PR #233, opened 2024-04-17
fix container initialization to include the update `pip` config

shadeofblue:


lucekdudek (approved):

approxit:
I don't see why we must be selective regarding `/root` contents. We already removed `/root/.cache` from its contents at the Dockerfile stage as we know we don't want that, but the rest? I think it should go as is.

shadeofblue:
@approxit for some reason, non-selective command fails and it's not immediately obvious why...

- - -

→ Directions for this task: Looking through the records, copy out every line in which the word "selective" is found.

→ Response:
I don't see why we must be selective regarding `/root` contents. We already removed `/root/.cache` from its contents at the Dockerfile stage as we know we don't want that, but the rest? I think it should go as is.
@approxit for some reason, non-selective command fails and it's not immediately obvious why...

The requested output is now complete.